Riprende con la sua terza stagione la serie televisiva "True detective" con tabacco e sigarette elettroniche in primo piano.

La presenza delle sigarette elettroniche nei film cinematografici e nelle serie tv si fa sempre più intensa e, questa volta, tocca alla serie televisiva "True Detective" dove l'attore Stephen Dorff, durante una intervista alla rivista GQ, parla del suo rapporto "cinematografico" con la sigaretta elettronica.

Creata e scritta da "Nick Pizzolatto" nella sua prima stagione ottiene un'accoglienza positiva dalla critica sia per la qualità che per gli scenari ed anche per la scelta degli attori e i loro ruoli. Purtroppo la seconda stagione è stata considerata un fallimento ma non perchè non sia andata bene ma perchè, contrapponendosi con la prima, non ha avuto la popolarità sperata. True Detective tornerà presto con una promettente terza stagione con, in programma, Mahershala Ali o Stephen Dorff.

L'ambientazione negli anni 80 impone che gli attori fumino e Stephen Dorff, durante la l'intervista, spiega la difficoltà di rivolgersi al tabacco o alla sigaretta elettronica:

"Negli anni 80 e 90 a nessuno dava nell'occhio fumare così tanto. Tuttavia, io sono un forte fumatore, Vi assicuro che fumare durante un servizio fotografico o il durante le riprese di una serie televisiva è difficile ed è il modo migliore per provare a smettere.

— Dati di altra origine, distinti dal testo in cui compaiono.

PR #921, opened 2017-09-16
Create only one MavenPublication per project

cwardgar:
Previously, webapp projects created two MavenPublications: 'java' and 'web', each with their own POM. When I tried to publish both to the new Nexus repo, the second publication was refused because I was trying to overwrite the first POM and repository policy forbids redeployment. Now, all artifacts for a project are included in one, big MavenPublication.

Updated tests to account for the change.


lesserwhirls:
Does the 5.0 branch "do the right thing" here, or will it need to change, too?

cwardgar:
No, it doesn't, and I need the change to be on 5.0 soon as well. I'll try to merge master into 5.0 later today.

Issue #932, opened 2017-10-16
HdfEos handling of featureType attribute


msdsoftware:
I have a couple sample HDF-EOS files containing what is essentially featureType trajectory data. However, netCDF-Java is adding a `:featureType = "PROFILE"` global attribute to the files. Poking around in the code, I find that this comes from the `HdfEos` class examining the geolocation info, finding that the lat and lon axes are not 2D and defaulting to PROFILE:

```
    if ((latAxis != null) && (lonAxis != null)) {
        int xyDomainSize = CoordinateSystem.countDomain(new Variable[]{latAxis, lonAxis});
        if (xyDomainSize < 2) featureType = FeatureType.PROFILE;  // ??
    }
```

Note the double question mark in the comment. It would seem that when this written, someone wasn't sure that they were doing the right thing?

I'm looking at fixing this by having the geolocation examination also look for a time axes, and then replacing the above with

```
        if ((latAxis != null) && (lonAxis != null)) {
            log.trace ("found lonAxis and latAxis");
            List<Dimension> xyDomain = CoordinateSystem.makeDomain(new Variable[] {latAxis, lonAxis});
            log.trace ("xyDomain {}", xyDomain);
            if (xyDomain.size() < 2) {
              if (timeAxis != null)
              {
                Dimension dd1 = timeAxis.getDimension(0);
                Dimension dd2 = latAxis.getDimension(0);
                Dimension dd3 = lonAxis.getDimension(0);
             
                if (dd1.equals (dd2) && dd1.equals(dd3)) {
                    featureType = FeatureType.TRAJECTORY;  // ??
                } else {
                    featureType = FeatureType.PROFILE;  // ??
                }
              } else {
                featureType = FeatureType.PROFILE;  // ??
              }
            }
        }
```

This solution isn't perfect — certainly it omits the possibility of other featureTypes — but it should be an improvement over what's in `HdfEos` now.

Any comments, thoughts, criticism?

lesserwhirls:
I think you've interpreted the question marks correctly - it's much worse to see:

~~~java
// LOOK - WTF?!?
~~~

which generally means the author didn't know why or could not remember why that line was needed or what it was trying to do.

[...]

PR #933, opened 2017-10-17
Add trajectory FT detection to HdfEos, clean up code a bit

msdsoftware:
This adds detection of the trajectory featureType to the HdfEos class discussed in #932.

I also did some code clean-up in that class: wrapping all if blocks in braces, systematic indentation in a couple methods, and converting all System.out.println/printf to log.debug. I left in the showWork boolean on the debugs but it's redundant and could be removed in a future update.


lesserwhirls:
The test suite results look good, so I'll go ahead and merge. Thank you @msdsoftware!

PR #934, opened 2017-10-18
Fix various issues with unsigned data types and NcDumpW.

### LINKED ISSUE #651: ToolsUI and Unsigned variables
It would be really appreciated if the ToolsUI could handle unsigned values as at the moment the results end up looking odd as it's just printing the signed version.

I know that Java 8 has the "toUnsignedString" which would work well for displaying the values, but also understand if the source is targeted to old java version.

An alternative may be to use [Gauva's unsigned int/long's](https://github.com/google/guava/wiki/PrimitivesExplained#unsigned-support) to handle it as it doesn't require java 8

### LINKED ISSUE #929: This line generates NPE if org is set to null in the while loop just above this line.

cwardgar:
Fix NPE when enhancing unsigned variable that is newly created in NcML. Closes #929.
* Such variables return null for VariableDS.getOriginalVariable(). Previously, the code did not account for that possibility.

Correctly interpret unsigned data as unsigned when printing it. Closes #651.
* This applies to NcDumpW.printArray(), Array.toString(), and Attribute.writeCDL().
* Remove the "-unsigned" flag from NcDumpW. The functionality it enabled is now the default. All scripts, tests, and documentation that used or mentioned the flag have been updated.
* In DataType, add support for widening unsigned longs to BigIntegers. Test included. Also add a generic widenNumber() method that will widen any integral data type.
* Refactor MAMath.convertUnsigned() to support unsigned longs and to use DataType.widenNumber(). So we can now widen arbitrary Arrays of integral data types. An extensive test is included.
* Remove NcDumpW.fixUnsigned(). We already have methods in DataType that do the exact same thing.

When a variable is enhanced, if the "_Unsigned"=="true" attribute is found, the variable's data type will be changed to the unsigned equivalent.
* For example, a "short" variable will be changed to a "ushort" variable.

Fix NcDumpW formatting and indentation.
* This was mostly about creating an Indent object, incrementing and decrementing it as appropriate, and making sure to use it every time something is printed.

Together, these fixes resolve the eSupport ticket PCM-232977 and the GitHub issue that was created from it, #923.
* Add a regression test that asserts that when the example dataset from that ticket is ncdumped, the correct output is written.
* The test lives in TestNcDump, which was renamed from TestDump. The file used to contain a really bad, old test, which I've nuked.

Replace all instances of the string "_Unsigned" with the static variable CDM.UNSIGNED.


cwardgar:
@DennisHeimbigner Can you take a look at this? I've made some changes that might conflict with what you've done in the past. In particular, NcDumpW has different whitespace formatting in its output. Are there certain whitespace requirements that we must match in order to be compatible with the C lib's ncdump and ncgen?

cdm/src/main/java/ucar/nc2/dataset/EnhanceScaleMissingImpl.java
```diff
@@ -133,10 +133,15 @@
...
 
-    // the other possibility is that you want to apply scale and offset to a signed value, then declare the result unsigned
-    // this.isUnsigned = (orgVar != null) ? orgVar.isUnsigned() : forVar.isUnsigned();
-    this.isUnsigned = isUnsigned(forVar);  // LOOK switch to unsigned var
-    this.convertedDataType = forVar.getDataType().withSign(this.isUnsigned);  // only for netcDF !!??
+    // deal with legacy use of attribute with Unsigned = true
+    Attribute unsignedAttrib = forVar.findAttributeIgnoreCase(CDM.UNSIGNED);
+    boolean isUnsignedSet = unsignedAttrib != null && unsignedAttrib.getStringValue().equalsIgnoreCase("true");
+    if (isUnsignedSet) {
+      forVar.setDataType(forVar.getDataType().withSign(true));
```
DennisHeimbigner: Is this correct; should it it be withSign(flase)?

cwardgar: It is correct, but `DataType.withSign(boolean)` is needlessly confusing. Intuitively, `withSign(boolean)` ought to produce a *signed* data type, right? But it actually does the opposite.

I've refactored that method to accept a `Signedness` enum instead. See my new commit.

DennisHeimbigner:
When I tried to execute TestNcDump, it failed in a peculiar way.
The relevant output was:
> org.junit.ComparisonFailure:  <Click to see difference>
> at ucar.nc2.TestNcDump.testNcDumpUnsigned(TestNcDump.java:61)
What is weird is that if I click the " <Click to see difference>"
It brings up a comparison window that says that the two strings are identical,
but the assertion fails anyway.

cwardgar:
That strikes me as a line ending issue, given that the test works on Mac (my box) and Linux (Jenkins). Maybe I can make the test smarter; it's a simple string comparison right now.

DennisHeimbigner:
The obvious thing to do is preprocess the two strings to remove carriage returns ('\r').

DennisHeimbigner:
One more thing. You might add a test of NcDumpw with a file that has
nested groups to make sure that your indenting is correct.

cwardgar:
Okay, I've fixed the failure on Windows. Also, I've added a test case with nested groups.

Given the NcML input:
```xml
<netcdf xmlns="http://www.unidata.ucar.edu/namespaces/netcdf/ncml-2.2">
    <dimension name="time" length="2" isUnlimited="true" />

    <attribute name="global_att" type="String" value="foo" />

    <variable name="time" shape="time" type="int">
        <attribute name="units" type="String" value="hours" />
        <values>6 18</values>
    </variable>

    <group name="outer_group">
        <dimension name="lat" length="3" />

        <attribute name="outer_att" type="String" value="bar" />

        <variable name="lat" shape="lat" type="float">
            <attribute name="units" type="String" value="degrees_north" />
            <values>41.0 40.0 39.0</values>
        </variable>

        <group name="inner_group">
            <dimension name="lon" length="4" />

            <attribute name="inner_att" type="String" value="baz" />

            <variable name="lon" shape="lon" type="float">
                <attribute name="units" type="String" value="degrees_east" />
                <values>-109.0 -107.0 -105.0 -103.0</values>
            </variable>
        </group>
    </group>
</netcdf>
```
The output of NcDumpW will be:
```
netcdf file:../cdm/src/test/data/testNestedGroups.ncml {
  dimensions:
    time = UNLIMITED;   // (2 currently)
  variables:
    int time(time=2);
      :units = "hours";

  group: outer_group {
    dimensions:
      lat = 3;
    variables:
      float lat(lat=3);
        :units = "degrees_north";

    group: inner_group {
      dimensions:
        lon = 4;
      variables:
        float lon(lon=4);
          :units = "degrees_east";

      // group attributes:
      :inner_att = "baz";
    }

    // group attributes:
    :outer_att = "bar";
  }

  // global attributes:
  :global_att = "foo";

  data:
    time = 
      {6, 18}
    outer_group/lat = 
      {41.0, 40.0, 39.0}
    outer_group/inner_group/lon = 
      {-109.0, -107.0, -105.0, -103.0}
}

```

lesserwhirls:
Awesome 👍

PR #935, opened 2017-10-19
Return CDL notation from Group.toString (master)

msdsoftware:
The toString() method in ucar.nc2.Group returned only the group short name rather than the CDL description as do other dataset structure classes.


cwardgar:
Also good. Thanks!

PR #939, opened 2017-10-28
Fix dataset tracker bug for dataset element

lesserwhirls:
datasets added via the dataset element were not being added to the dataset tracker for cases where default services were being used.


lesserwhirls:
This fix allows restricted access to work properly for `<dataset>` elements. Because the `<dataset>` elements were not being tracked, the `resourceControlOk` method of `DatasetManager` was unable to detect that they were restricted (see [here](https://github.com/Unidata/thredds/blob/5.0.0/tds/src/main/java/thredds/core/DatasetManager.java#L405) for where the restriction check is done). This only affected `<dataset>` elements without explicit services (i.e. the new default service code in v5).

PR #942, opened 2017-11-08
Use new Nexus v3 repos at artifacts.unidata.ucar.edu

cwardgar:
* Explicitly list each and every repository from which we download dependencies. This means eschewing the "unidata-all" group repo!
* Drop "geoapi-pending" dependency from tds. It's actually just a dep that "ncwms" needs.
* Update docs and all other files to use the new endpoints.

### DIFF
--- a/README.md
+++ b/README.md
@@ -26,8 +26,8 @@ Source code for each of these is available from GitHub at
 The latest released and snapshot software artifacts (.jar and .war files e.g.)
 are available from Unidata's Maven repositories
 
-* https://artifacts.unidata.ucar.edu/content/repositories/unidata-releases/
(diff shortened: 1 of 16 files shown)


cwardgar:
This PR is in anticipation of the new Nexus v3 server being available at https://artifacts.unidata.ucar.edu. **That has not happened yet.** However, I hope for the DNS switch to take place this week. Expect for the Travis build to fail until then.

So yeah, don't merge this yet. Similar changes will have to be made for 5.0.0, but I want to get this into master and then merge master into 5.0.0 first. Then I'll fix any remaining issues.

cwardgar:
Okay, this is good to go.

PR #947, opened 2017-11-09
Clean-up of tests

lesserwhirls:
This PR cleans up a few things with our tests:

1. Tests that look at the number of grids in real time datasets and check to make sure that the number does not change - removed, as this should be done as part outside of the main tests
2. Some remote datasources had moved and needed to be updated. Should consider making these local at some point.
3. Added logging with `log4j` to `cdm-tests`. The logger name is `testLogger`, and it is configured to print to the console at the `DEBUG` level. `System.out.print*` methods were converted to `DEBUG` messages for the `testLogger` log. This preserves current behavior, but will allow us to tune the `log4j.xml` config as needed to cut down on noise.


lesserwhirls:
Removed 14 failing "real time" tests
Fixed 3 tests by updating remote resource locations.
Fixed remote resource for one test which seems to legit be failing now.

This should take the number of failing 5.0.0 tests on Jenkins from 46 to 29.

cwardgar:
You've got to be careful when converting `printf()` to slf4j. Two reasons:
1. slf4j has different placeholders. So instead of using `%s`, `%d`, `%f`, etc, you should use `{}`.
2. Every log message will be printed with a newline appended, so it's unnecessary to add your own. Besides, slf4j won't know how to interpret `%n` anyway.

So, a line like:
`System.out.printf("open %s%n", filename);`
ought to be:
`log.debug("open {}", filename);`
Alternatively, if you want to retain the printf format string, you could do something like:
`log.debug(String.format("open %s", filename));`

lesserwhirls:
Thanks @cwardgar - I think I have it updated correctly now.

È sempre necessario riprendere con la sigaretta consumata nello stesso posto nel modo che le sequenze siano collegate. Peggio ancora, in macchina, dobbiamo fumare sigarette elettroniche che non possiamo scuotere in quanto prive di cenere. Quindi, per abitudine, ho rotto molte sigarette elettroniche cercando di sbatterle come quelle tradizionali. Mi ha infastidito e per questo motivo abbiamo dovuto ripetere molte scene e dialoghi"

La nuova stagione di Vero Detective sarà trasmessa sul canale a pagamento OCS City.